Jack Layton Drives The Stake In

Jack Layton has put fears of a Liberal-NDP coalition to stop the Conservatives in the last week to rest, a sure sign that the poll numbers and trends will make one impossible:

NDP Leader Jack Layton says Paul Martin deserves to be defeated after having bungled the election campaign and his time in office, appealing to disillusioned Liberals to back his party instead so it can play a strong opposition role in the next Parliament.

The New Democrats are preparing for the strong possibility of a Tory victory in what a party strategist called a "significant change in . . . message" yesterday.

"Paul Martin's Liberal Party needs a timeout to heal itself, clean itself up, decide what it believes," Mr. Layton said during a campaign stop in Victoria. "I want to say this to those who have voted Liberal in the past: If you have supported the Liberal Party in recent elections, I suspect you have been increasingly dismayed by Paul Martin and his team of Liberal supporters. More and more Canadians have come to the conclusion that Paul Martin has failed the test of leadership."


This is the message Jack Layton should have been delivering from day one of the campaign, even while the Liberals enjoyed their traditional soft early lead.

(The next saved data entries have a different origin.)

PR #132, opened 2024-02-07
Refactor level2 to eliminate the input_sink and set all input defaults in the top group's configure method.

Kenneth-T-Moore:
### Summary

Prior to this change, the level 2 interface handled setting the model's input defaults by a call to a utility function right before setup. Since at this point, it isn't possible to figure out what inputs are in the model, we called set_input_defaults on everything in the aircraft metadata. Unfortunately, if you promote an input that isn't in the model, OpenMDAO raises an error. Our original workaround was to create the "input_sink" component, which contained almost every variable in the metadata dictionary. This approach caused other problems that we have gradually discovered...

This PR is a re-implementation, where we delay calling set_input_defaults until the top group's configure method. At this point, we know all of our subsystem's inputs and can query them, so we no longer need the input_sink.

1. Removed the "input_sink" component from the AviaryProblem interface.
2. Implemented a custom top level group (AviaryGroup) with a configure method that handles setting the input defaults.
3. Fixed a test that added an objective that didn't exist in the model.

### Related Issues

- Resolves #

None

### New Dependencies

None

### DIFF
--- a/aviary/docs/getting_started/onboarding_level2.ipynb
+++ b/aviary/docs/getting_started/onboarding_level2.ipynb
@@ -550,8 +550,6 @@
    "metadata": {},
    "outputs": [],
    "source": [
-    "print(\"Zero Fuel Mass (lbm)\",\n",
-    "      prob.get_val(Aircraft.Design.ZERO_FUEL_MASS, units='lbm'))\n",
     "print(\"Mission.Objectives.FUEL\",\n",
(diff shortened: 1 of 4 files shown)


jkirk5 (approved):
Looks nice! Should help clean up the n2 as well

johnjasa (approved):
Absolutely slick stuff Ken, I love this!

He had the opportunity to break off the left wing of the Liberals, a wing which never really liked Paul Martin and his fiscal conservative reputation but which couldn't coalesce around a single leadership candidate to stop him in time.

He may still do so, but his public willingness to pander to the Liberals for a few extra social spending dollars has damaged the NDP's potential to solidify the left vote.

Jack Layton's endless pursuit of ad hoc coalitions and deals may have served him well in Toronto city council, under an officially non-partisan system; it has not served the NDP as well in Parliament.

But good to see him shooting down the coalition trial balloon.